As The Crow Flies

Hattie Naylor
Salisbury Playhouse and Pentabus theatre Company
Salisbury Playhouse

Imelda Warren-Green and Tom Brownlee Credit: Richard Stanton
Natalia Campbell Credit: Richard Stanton

You know when you’re given a copy of the script with your theatre programme that you’re generally in for something rather special. And this play is, after all, by prolific, multi-award-winning playwright Hattie Naylor, whose recent work includes, among many others, the inspiring Clause 39, performed in Salisbury Cathedral by Stage 65 just two years ago.

As the Crow Flies tells the story of Beth, whose recent abandonment by her long-term partner Matthew in favour of his previous lover has left her devastated. To make matters even worse, she finds herself in social isolation. What had been their idyllic rural retreat, while together, is now a barren landscape of desperate loneliness. Who can she turn to?

Not Meg, her sister, whose frequent but insensitive phone calls just make things worse, her isolation more painful.

And since As the Crow Flies at Salisbury Playhouse is in the middle of a tour of twenty-five other venues around southern England, most of them village halls, there must surely be a degree of empathy among at least some members of the various audiences, particularly those who have had to travel there from remote farmhouses.

So we have Beth, played by Natalie Campbell, in her early forties, abandoned and lonely, dressed in workaday shirt and jeans, still tending to her garden and going about the ordinary routines of her life in spite of her state of near despair.

But we also have Beth, her younger self by twenty years, in a beautiful, floating dress, providing a musical commentary as an accompaniment to the older Beth’s sad narrative, reminding her of happier times and guiding us on our emotional pathway with her beautiful songs. Every tragedy should have someone like Imelda Warren-Green who, together with composer Dom Coyote, gives us such a poignant and tender commentary on the unfolding story.

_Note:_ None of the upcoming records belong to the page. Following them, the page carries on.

PR #8625, opened 2026-03-06
[MOD-14319] RLookup - Assert invariants for lookups

memark:
In debug, assert the invariants for lookups in each FFI entrypoint.

#### Release Notes

---

> [!NOTE]
> **Medium Risk**
> Mostly adds debug-only invariant checks around `RLookup` usage at the FFI boundary, but it touches many exported functions and slightly changes `RLookup_Cleanup`’s drop path, so any assertion failures or pointer-handling regressions would surface at runtime in debug builds.
> 
> **Overview**
> Adds a debug-only `RLookup::assert_valid()` hook (delegating to `KeyList` invariants) and wires it into essentially all `RLookup` FFI entrypoints to catch internal corruption early.
> 
> Updates header generation to map Rust `debug_assertions` to a C `ENABLE_ASSERT` define, and exposes a debug-only `__RLookup_AssertValid()` C API for explicit validation; also refactors `RLookup_Cleanup` to reconstruct the typed lookup before `drop_in_place` (with optional validation).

But there’s another member of the cast, isn’t there? Alfie, the all-important bird, the wounded crow, who enters Beth’s life at just the right moment to give her the emotional support she so badly needs. Would they have a real bird? Animals have had parts in plays before. There was Crab the dog in Two Gentlemen of Verona for a start. No. This crow is a human actor, Tom Brownlee.

Dressed in black, with a realistic crow’s head hood complete with beak, he is entirely convincing, whether stealing Beth’s gloves, making raucous comments on her behaviour or opinions or just being himself. And when the hood is removed, we still believe in him. With his jerky movements and ability suddenly to appear at different levels on the set, we are sure he can fly, and as we follow his conversations with Beth we want to join in. We even begin to share Beth’s desire to try flying for herself.

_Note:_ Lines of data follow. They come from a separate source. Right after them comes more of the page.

PR #2486, opened 2018-10-12
Anomaly RM#14098 Fix binary field restore & required field model import sequence

rch-axelor:
…port sequence


axelor-admin/src/main/java/com/axelor/apps/base/service/app/DataBackupServiceImpl.java
```diff
@@ -29,6 +29,8 @@
 
   static String configFileName = "config.xml";
 
+  static String byteArrFnameColName = "byteArrFileName";
```
sos-axelor: make all string constants as 'final'

axelor-admin/src/main/java/com/axelor/apps/base/service/app/DataBackupCreateService.java
```diff
@@ -307,6 +328,8 @@ private String getMetaModelHeader(Object value, Property property, CSVInput csvI
     switch (propertyTypeStr) {
       case "LONG":
         return propertyName.equalsIgnoreCase("id") ? "importId" : propertyName;
+      case "BINARY":
+        return DataBackupServiceImpl.byteArrFnameColName;
```
sos-axelor: It will not work when you have more than one byte[] field. Also better to have just prefix to identify it as a byte[] field. Like 'byte_', so if field name is 'image' then column name will be 'byte_image'.

axelor-admin/src/main/java/com/axelor/apps/base/service/app/DataBackupCreateService.java
```diff
@@ -363,7 +386,17 @@ private String getMetaModelData(Property property, Object value) {
             ? ((ZonedDateTime) value).toLocalDateTime().toString()
             : value.toString();
       case "BINARY":
-        return Arrays.toString((byte[]) value);
+        DateTimeFormatter formatter = DateTimeFormatter.ofPattern("yyyyMMddHHmmSS");
+        String fileName =
+            LocalDateTime.now().format(formatter) + "_" + random.nextInt(10000) + ".png";
+        try {
```
sos-axelor: No needs to use random, better user ModelName_fieldName_id.png

axelor-admin/src/main/java/com/axelor/apps/base/service/app/DataBackupCreateService.java
```diff
@@ -266,22 +271,38 @@ private CSVInput writeCSVData(
...
+                        property, metaModelMapper.get(dataObject, property.getName()), dirPath));
               }
             }
+            if (headerArr.contains("methodName")) {
+              dataArr.add(0, methodValue);
+            }
 
             if (headerFlag) {
+              if (headerArr.contains(DataBackupServiceImpl.byteArrFnameColName)) {
+                csvInput.setCallable(
```
sos-axelor: add one more flag for byteArray method, so no needs to check contains.

axelor-admin/src/main/java/com/axelor/apps/base/service/app/DataBackupRestoreService.java
```diff
@@ -131,4 +135,38 @@ public boolean SeuencesExist() {
...
+    int numRead = 0;
+    InputStream is = new FileInputStream(image);
+
+    try {
+      while (offset < bytes.length
+          && (numRead = is.read(bytes, offset, bytes.length - offset)) >= 0) {
+        offset += numRead;
+      }
+      java.lang.reflect.Method method = bean.getClass().getMethod(methodName, byte[].class);
+      method.invoke(bean, bytes);
```
sos-axelor: No needs to use java reflection, use Mapper instead to get values.

axelor-admin/src/main/java/com/axelor/apps/base/service/app/DataBackupRestoreService.java
```diff
@@ -131,4 +138,46 @@ public boolean SeuencesExist() {
...
+      final File image = path.resolve(fileName).toFile();
+      byte[] bytes = new byte[(int) image.length()];
+      int offset = 0;
+      int numRead = 0;
+      InputStream is = new FileInputStream(image);
+
+      try {
+        while (offset < bytes.length
+            && (numRead = is.read(bytes, offset, bytes.length - offset)) >= 0) {
+          offset += numRead;
```
sos-axelor: What is the use of while loop ??

axelor-admin/src/main/java/com/axelor/apps/base/service/app/DataBackupRestoreService.java
```diff
@@ -131,4 +138,46 @@ public boolean SeuencesExist() {
...
+        }
+        Mapper.of(bean.getClass()).set(bean, fieldName.substring(5), bytes);
+      } catch (Exception e) {
```
sos-axelor: Create mapper one time out of loop.

axelor-admin/src/main/java/com/axelor/apps/base/service/app/DataBackupRestoreService.java
```diff
@@ -131,4 +138,46 @@ public boolean SeuencesExist() {
     long total1 = (long) JPA.em().createQuery("SELECT count(*) FROM MrpLineType").getSingleResult();
     return total > 0 || total1 > 0 ? true : false;
   }
+
+  public Object importObjectWithByteArray(Object bean, Map<String, Object> values)
+      throws IOException {
+    assert bean instanceof Model;
+    final Path path = (Path) values.get("__path__");
+
+    for (String fieldName : getByteArrFields(values)) {
```
sos-axelor: No need of getByteArrFields method as its not used anywhere else.  Same loop can be used here to avoid double looping.

PR #2496, opened 2018-10-15
account: allow both substitution and reverseCharge on TaxEquiv

beuss:
Standard accounting rules for intra-EU VAT is as follow in France (for a standard rate VAT):

- French VAT account is replaced by intra-EU VAT account;
- Reverse charging is done on the opposite intra-EU VAT account.

For a purchase invoice it gives:

 - 4456xx is replaced by 445662
 - reverse charge is done on 4452xx

So we've to be able to both replace and reverse charge at the same time.


beuss:
Just rebased on dev, please @gdu-axelor or @axeloradmin review & merge or reject.

PR #2505, opened 2018-10-16
Feature RM#14250 STOCK MOVE : passed for payment

rch-axelor:


axelor-supplychain/src/main/java/com/axelor/apps/supplychain/db/repo/StockMoveSupplyChainRepository.java
```diff
@@ -0,0 +1,18 @@
...
+
+import com.axelor.apps.account.db.Invoice;
+import com.axelor.apps.stock.db.StockMove;
+import com.axelor.apps.stock.db.repo.StockMoveManagementRepository;
+
+public class StockMoveSupplyChainRepository extends StockMoveManagementRepository {
+
+  @Override
+  public StockMove save(StockMove entity) {
+    StockMove stockMove = super.find(entity.getId());
```
sos-axelor: Using find method is totally wrong, no needs to use it.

And what fascinating things we discover about the breed as Beth prepares to give her talk on crows to the assembled villagers, about their intelligence, their playfulness, even their sense of humour and the fact that Russian crows have been found using plastic lids as sledges. Then there’s the miracle of their migration and the theory of "quantum entanglement", which is supposed to ensure they’re travelling in exactly the right direction to reach their destination.

But what of Alfie and Beth? If Beth moves back to London, what will happen to Alfie? And isn’t there something about him which may lead to a total new direction for the plot?

Go and see it if you live near one of the villages where it’s being shown.

Whether or not the subject of crows excites your interest, it is a delight.